Problem to solve
Every line of the data below should be written out word for word.

(Beginning of Exercise data)

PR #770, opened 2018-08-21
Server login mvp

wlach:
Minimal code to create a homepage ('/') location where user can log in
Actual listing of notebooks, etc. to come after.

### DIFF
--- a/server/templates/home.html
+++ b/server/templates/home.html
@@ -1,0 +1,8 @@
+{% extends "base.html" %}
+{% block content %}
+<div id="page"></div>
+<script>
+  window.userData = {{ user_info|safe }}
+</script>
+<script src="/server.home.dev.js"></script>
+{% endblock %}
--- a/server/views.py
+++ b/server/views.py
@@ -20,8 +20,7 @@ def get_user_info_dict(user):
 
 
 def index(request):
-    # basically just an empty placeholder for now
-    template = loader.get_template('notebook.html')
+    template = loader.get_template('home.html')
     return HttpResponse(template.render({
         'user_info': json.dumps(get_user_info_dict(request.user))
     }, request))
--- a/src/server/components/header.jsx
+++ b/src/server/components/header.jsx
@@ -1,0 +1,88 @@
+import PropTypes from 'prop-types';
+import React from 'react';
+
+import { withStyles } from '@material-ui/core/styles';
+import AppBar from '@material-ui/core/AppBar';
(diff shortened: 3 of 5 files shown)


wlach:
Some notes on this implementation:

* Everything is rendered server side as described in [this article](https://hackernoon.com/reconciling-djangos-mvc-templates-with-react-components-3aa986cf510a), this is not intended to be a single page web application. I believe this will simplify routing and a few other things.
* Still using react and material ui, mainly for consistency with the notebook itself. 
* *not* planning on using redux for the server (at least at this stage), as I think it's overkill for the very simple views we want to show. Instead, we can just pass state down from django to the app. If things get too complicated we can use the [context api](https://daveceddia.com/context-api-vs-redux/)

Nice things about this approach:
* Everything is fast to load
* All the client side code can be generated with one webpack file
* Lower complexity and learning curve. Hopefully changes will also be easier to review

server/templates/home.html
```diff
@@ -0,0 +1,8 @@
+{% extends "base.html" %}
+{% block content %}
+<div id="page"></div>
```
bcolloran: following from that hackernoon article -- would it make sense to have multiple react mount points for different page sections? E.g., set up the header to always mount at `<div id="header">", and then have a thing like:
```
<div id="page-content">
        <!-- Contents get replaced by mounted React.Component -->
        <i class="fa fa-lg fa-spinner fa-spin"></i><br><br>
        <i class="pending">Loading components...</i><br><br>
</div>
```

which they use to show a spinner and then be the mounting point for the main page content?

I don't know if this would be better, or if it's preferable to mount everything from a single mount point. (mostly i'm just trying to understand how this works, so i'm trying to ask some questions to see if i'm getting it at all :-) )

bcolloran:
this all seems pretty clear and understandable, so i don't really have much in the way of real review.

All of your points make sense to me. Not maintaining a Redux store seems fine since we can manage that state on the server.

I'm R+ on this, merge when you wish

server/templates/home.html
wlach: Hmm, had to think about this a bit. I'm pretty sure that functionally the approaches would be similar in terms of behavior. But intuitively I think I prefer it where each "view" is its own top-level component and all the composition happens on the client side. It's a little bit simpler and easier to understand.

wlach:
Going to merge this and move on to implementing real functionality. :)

(End of Exercise data)

Finished exercise
PR #770, opened 2018-08-21
Server login mvp

wlach:
Minimal code to create a homepage ('/') location where user can log in
Actual listing of notebooks, etc. to come after.

### DIFF
--- a/server/templates/home.html
+++ b/server/templates/home.html
@@ -1,0 +1,8 @@
+{% extends "base.html" %}
+{% block content %}
+<div id="page"></div>
+<script>
+  window.userData = {{ user_info|safe }}
+</script>
+<script src="/server.home.dev.js"></script>
+{% endblock %}
--- a/server/views.py
+++ b/server/views.py
@@ -20,8 +20,7 @@ def get_user_info_dict(user):
 
 
 def index(request):
-    # basically just an empty placeholder for now
-    template = loader.get_template('notebook.html')
+    template = loader.get_template('home.html')
     return HttpResponse(template.render({
         'user_info': json.dumps(get_user_info_dict(request.user))
     }, request))
--- a/src/server/components/header.jsx
+++ b/src/server/components/header.jsx
@@ -1,0 +1,88 @@
+import PropTypes from 'prop-types';
+import React from 'react';
+
+import { withStyles } from '@material-ui/core/styles';
+import AppBar from '@material-ui/core/AppBar';
(diff shortened: 3 of 5 files shown)


wlach:
Some notes on this implementation:

* Everything is rendered server side as described in [this article](https://hackernoon.com/reconciling-djangos-mvc-templates-with-react-components-3aa986cf510a), this is not intended to be a single page web application. I believe this will simplify routing and a few other things.
* Still using react and material ui, mainly for consistency with the notebook itself. 
* *not* planning on using redux for the server (at least at this stage), as I think it's overkill for the very simple views we want to show. Instead, we can just pass state down from django to the app. If things get too complicated we can use the [context api](https://daveceddia.com/context-api-vs-redux/)

Nice things about this approach:
* Everything is fast to load
* All the client side code can be generated with one webpack file
* Lower complexity and learning curve. Hopefully changes will also be easier to review

server/templates/home.html
```diff
@@ -0,0 +1,8 @@
+{% extends "base.html" %}
+{% block content %}
+<div id="page"></div>
```
bcolloran: following from that hackernoon article -- would it make sense to have multiple react mount points for different page sections? E.g., set up the header to always mount at `<div id="header">", and then have a thing like:
```
<div id="page-content">
        <!-- Contents get replaced by mounted React.Component -->
        <i class="fa fa-lg fa-spinner fa-spin"></i><br><br>
        <i class="pending">Loading components...</i><br><br>
</div>
```

which they use to show a spinner and then be the mounting point for the main page content?

I don't know if this would be better, or if it's preferable to mount everything from a single mount point. (mostly i'm just trying to understand how this works, so i'm trying to ask some questions to see if i'm getting it at all :-) )

bcolloran:
this all seems pretty clear and understandable, so i don't really have much in the way of real review.

All of your points make sense to me. Not maintaining a Redux store seems fine since we can manage that state on the server.

I'm R+ on this, merge when you wish

server/templates/home.html
wlach: Hmm, had to think about this a bit. I'm pretty sure that functionally the approaches would be similar in terms of behavior. But intuitively I think I prefer it where each "view" is its own top-level component and all the composition happens on the client side. It's a little bit simpler and easier to understand.

wlach:
Going to merge this and move on to implementing real functionality. :)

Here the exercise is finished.